Supplied entries:
►

Issue #59, opened 2015-04-08
Upsert from database takes /forever/


tggagne:
I'm investigating why moving LOTS of rows from a database into Salesforce takes so long.  Basically, the process reports "Loading: upsert" then does nothing for hours. Nothing is written to the output.  No batches are created.  Nothing is sent to Salesforce.

I suspect the entire result-set is being read before anything is loaded to Salesforce.  If one wants to migrate a few million rows this is basically useless.

Has anyone else tripped over this?

I'm looking at DatabaseReader.java, line 145 which reads:
// execute the query and save the result set
dbContext.setDataResultSet(statement.executeQuery());

which looks like it plans to spool all the results before doing anything.  There doesn't seem to be any looping over the rows directly into Salesforce.

tggagne:
It actually looks like dataloader first counts all the rows in the source data before moving them.  At least, I out a logger.error() inside DatabaseReader.readRow() and for a 39-row table it was called 81 times.

If this is the case, I'll be trying to figure out if that is a /requirement/ or something that can be skipped.

tggagne:
I'm unsure what the consequences will be, but this is my minor change which seems to be working.  I'll try loading a few hundred thousand rows tonight to see what happens.

```
diff --git a/src/main/java/com/salesforce/dataloader/dao/database/DatabaseReader.java b/src/main/java/com/salesforce/dataloader/dao/database/DatabaseReader.java
index c1f2d40..5bfde44 100644
--- a/src/main/java/com/salesforce/dataloader/dao/database/DatabaseReader.java
+++ b/src/main/java/com/salesforce/dataloader/dao/database/DatabaseReader.java
@@ -210,10 +210,7 @@ public class DatabaseReader implements DataReader {
 
     @Override
     public int getTotalRows() throws DataAccessObjectException {
-        if (totalRows == 0) {
-            totalRows = DAORowUtil.calculateTotalRows(this);
-        }
-        return totalRows;
+        return 0;
     }
```

diracz:
As a quick general note, data loader supports up to 5 million records. If your "LOTS" of rows is bigger than that, there's a chance that it won't work.

tggagne:
diracz, whom do I contact to become a collaborator so I may push a branch and create a pull request?

diracz:
[...]

Issue #62, opened 2015-04-13
LoadRateCalculator -- does it work?


tggagne:
Even though I zeroed-out the number of records to process value to patch #59, I'm bothered that the messages for records-per-second is so off.  At one point during a batch upload it was reporting 600 million records/minute.

I suspect it's dividing the whole of the records processed so far by the duration of the most recent batch--so each subsequent batch reports higher-and-higher rates.

Has anyone else noticed this? Has anyone else looked into the *RateCalculator classes?

bigassforce:
We get negative numbers on big loads @tggagne

> [java] 2017-05-20 23:21:23,448 INFO  [execute] progress.NihilistProgressAdapter setSubTask (NihilistProgressAdapter.java:78) - Processed 575,600 of 0 total records.
> Rate: 3,341,109,000 records per hour. Estimated time to complete: 0 minutes and 0 seconds.
> Rate: 24,804,000 records per hour. Estimated time to complete: 0 minutes and 0 seconds.
> Rate: -3,581,000 records per hour. Estimated time to complete: 0 minutes and 0 seconds.
> There are 705,156 successes and 3,444 errors.

ashitsalesforce:
It has been a while since the issue was reported. A code review of the current code in LoadRateCalculator.java (calculateSubTask) does not indicate how a negative rate gets generated. Moreover, log messages showing rate are no longer logged, perhaps due to code changes since the issue was filed. Closing it for now. Reopen or report a new one if the issue is still seen.

PR #67, opened 2015-04-15
Fixes issue #59, but makes #62 even more annoying than before.

tggagne:
This is the only way dataloader works well with 4+ million rows in the source data.  I tested it using an Oracle PS source database to migrate records to Salesforce.  Rather than dataloader appearing to do nothing for over an hour (as it read rows from Oracle), it now starts creating batches within a few minutes.

### DIFF
--- a/src/main/java/com/salesforce/dataloader/dao/database/DatabaseReader.java
+++ b/src/main/java/com/salesforce/dataloader/dao/database/DatabaseReader.java
@@ -210,10 +210,7 @@ public class DatabaseReader implements DataReader {
 
     @Override
     public int getTotalRows() throws DataAccessObjectException {
-        if (totalRows == 0) {
-            totalRows = DAORowUtil.calculateTotalRows(this);
-        }
-        return totalRows;
+        return 0;
     }
 
     @Override


diracz:
I don't feel comfortable merging your change here. 
I understand that getTotalRows() is not gonna affect anything functionally, since it's only for logging and monitoring purpose. But just blinding returning zero is a bit too blunt, and may create confusions later on. 
What I suggest: create a config parameter, to control whether we want to keep track of the number of records from DAO. Defaulting it to true, and you can change it to false locally.

tggagne:
Do you (or does anyone else) have a recommendation on where that config 
parameter would go or what it should be called?

I'm thinking it should be something like:

 1. dataAccess.fetchRowsTwice (default=false) or
 2. dataAccess.skipTotalCount (default=true) or
 3. dataAccess.quickRead (default=true)

or something.  I'm open to suggestions.

Hey, who updates the documentation?

diracz:
skipTotalCount sounds good. 
Salesforce updates the "official" documentation. I can pass the new parameter to the doc team. But for some configs like this, adding some inline documentation is good enough for now.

◄

Would you copy each line of the data exactly as it appears above?

Response:
Issue #59, opened 2015-04-08
Upsert from database takes /forever/


tggagne:
I'm investigating why moving LOTS of rows from a database into Salesforce takes so long.  Basically, the process reports "Loading: upsert" then does nothing for hours. Nothing is written to the output.  No batches are created.  Nothing is sent to Salesforce.

I suspect the entire result-set is being read before anything is loaded to Salesforce.  If one wants to migrate a few million rows this is basically useless.

Has anyone else tripped over this?

I'm looking at DatabaseReader.java, line 145 which reads:
// execute the query and save the result set
dbContext.setDataResultSet(statement.executeQuery());

which looks like it plans to spool all the results before doing anything.  There doesn't seem to be any looping over the rows directly into Salesforce.

tggagne:
It actually looks like dataloader first counts all the rows in the source data before moving them.  At least, I out a logger.error() inside DatabaseReader.readRow() and for a 39-row table it was called 81 times.

If this is the case, I'll be trying to figure out if that is a /requirement/ or something that can be skipped.

tggagne:
I'm unsure what the consequences will be, but this is my minor change which seems to be working.  I'll try loading a few hundred thousand rows tonight to see what happens.

```
diff --git a/src/main/java/com/salesforce/dataloader/dao/database/DatabaseReader.java b/src/main/java/com/salesforce/dataloader/dao/database/DatabaseReader.java
index c1f2d40..5bfde44 100644
--- a/src/main/java/com/salesforce/dataloader/dao/database/DatabaseReader.java
+++ b/src/main/java/com/salesforce/dataloader/dao/database/DatabaseReader.java
@@ -210,10 +210,7 @@ public class DatabaseReader implements DataReader {
 
     @Override
     public int getTotalRows() throws DataAccessObjectException {
-        if (totalRows == 0) {
-            totalRows = DAORowUtil.calculateTotalRows(this);
-        }
-        return totalRows;
+        return 0;
     }
```

diracz:
As a quick general note, data loader supports up to 5 million records. If your "LOTS" of rows is bigger than that, there's a chance that it won't work.

tggagne:
diracz, whom do I contact to become a collaborator so I may push a branch and create a pull request?

diracz:
[...]

Issue #62, opened 2015-04-13
LoadRateCalculator -- does it work?


tggagne:
Even though I zeroed-out the number of records to process value to patch #59, I'm bothered that the messages for records-per-second is so off.  At one point during a batch upload it was reporting 600 million records/minute.

I suspect it's dividing the whole of the records processed so far by the duration of the most recent batch--so each subsequent batch reports higher-and-higher rates.

Has anyone else noticed this? Has anyone else looked into the *RateCalculator classes?

bigassforce:
We get negative numbers on big loads @tggagne

> [java] 2017-05-20 23:21:23,448 INFO  [execute] progress.NihilistProgressAdapter setSubTask (NihilistProgressAdapter.java:78) - Processed 575,600 of 0 total records.
> Rate: 3,341,109,000 records per hour. Estimated time to complete: 0 minutes and 0 seconds.
> Rate: 24,804,000 records per hour. Estimated time to complete: 0 minutes and 0 seconds.
> Rate: -3,581,000 records per hour. Estimated time to complete: 0 minutes and 0 seconds.
> There are 705,156 successes and 3,444 errors.

ashitsalesforce:
It has been a while since the issue was reported. A code review of the current code in LoadRateCalculator.java (calculateSubTask) does not indicate how a negative rate gets generated. Moreover, log messages showing rate are no longer logged, perhaps due to code changes since the issue was filed. Closing it for now. Reopen or report a new one if the issue is still seen.

PR #67, opened 2015-04-15
Fixes issue #59, but makes #62 even more annoying than before.

tggagne:
This is the only way dataloader works well with 4+ million rows in the source data.  I tested it using an Oracle PS source database to migrate records to Salesforce.  Rather than dataloader appearing to do nothing for over an hour (as it read rows from Oracle), it now starts creating batches within a few minutes.

### DIFF
--- a/src/main/java/com/salesforce/dataloader/dao/database/DatabaseReader.java
+++ b/src/main/java/com/salesforce/dataloader/dao/database/DatabaseReader.java
@@ -210,10 +210,7 @@ public class DatabaseReader implements DataReader {
 
     @Override
     public int getTotalRows() throws DataAccessObjectException {
-        if (totalRows == 0) {
-            totalRows = DAORowUtil.calculateTotalRows(this);
-        }
-        return totalRows;
+        return 0;
     }
 
     @Override


diracz:
I don't feel comfortable merging your change here. 
I understand that getTotalRows() is not gonna affect anything functionally, since it's only for logging and monitoring purpose. But just blinding returning zero is a bit too blunt, and may create confusions later on. 
What I suggest: create a config parameter, to control whether we want to keep track of the number of records from DAO. Defaulting it to true, and you can change it to false locally.

tggagne:
Do you (or does anyone else) have a recommendation on where that config 
parameter would go or what it should be called?

I'm thinking it should be something like:

 1. dataAccess.fetchRowsTwice (default=false) or
 2. dataAccess.skipTotalCount (default=true) or
 3. dataAccess.quickRead (default=true)

or something.  I'm open to suggestions.

Hey, who updates the documentation?

diracz:
skipTotalCount sounds good. 
Salesforce updates the "official" documentation. I can pass the new parameter to the doc team. But for some configs like this, adding some inline documentation is good enough for now.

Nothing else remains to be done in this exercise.